Ce qui se passe à l’image tient en haleine alors même que les éléments obscurs de la narration déroutent constamment du chemin qui paraissait être la bonne voie pour cerner l’histoire et le personnage. Peut-être simplement parce que le spectateur devient le témoin des moments intimes de cet homme élégant et digne mais qui, au hasard d’une inquiétude, un instant d’angoisse, perd tout à coup de sa prestance et montre les premiers signes d’une dérive incontrôlée ou d’une démarche volontaire.
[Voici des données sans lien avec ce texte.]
PR #1711, opened 2024-01-30
Fix translations on Contact page

ani-kalpachka:
Before|After
---|---
image|image

### DIFF
--- a/src/pages/contact.tsx
+++ b/src/pages/contact.tsx
@@ -5,7 +5,13 @@ import ContactPage from 'components/client/contact/ContactPage'
 
 export const getStaticProps: GetStaticProps = async ({ locale }) => ({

Il y a sans doute plusieurs façons de suivre la marche du film et il est probable que la façon dont on perçoit les toutes premières images donne des éclairages différents sur la suite du récit.
Alors que le spectateur collé aux basques du personnage peut endosser tour à tour le rôle de voyeur ou de protecteur, avec bonne ou mauvaise conscience, on se demande comment un film qui multiplie les fausses pistes et déroute sans cesse peut captiver autant que le fait "El asaltante" ? Il y a la magie de la mise en scène de Pablo Fendrik qui signe ici son premier film, la façon de suivre au plus près cet être étranger-familier, de capter la fragilité, le désarroi ou le désespoir d’un homme qui marche devant nous, qui fuit pour se perdre et l’instant d’après trouver dans un autre équilibre, une nouvelle cohérence. Et il y a l’acteur remarquable, Arturo Goetz, capable par un geste, un regard, de donner un nouvel éclairage à son personnage, de le livrer ou de le garder secret, d’établir une intimité ou d’augmenter la distance jusqu’au flou, jusqu’à perdre de vue ce qu’on croyait avoir appris de lui.
El Asaltante est l’histoire d’une vie banale dont on a partagé un moment de brusquerie. Il fallait pour tenir le pari de conduire sans faillir une telle narration, un cinéaste de talent. On attend avec impatience "La sangre brota", le prochain film de Pablo Fendrik.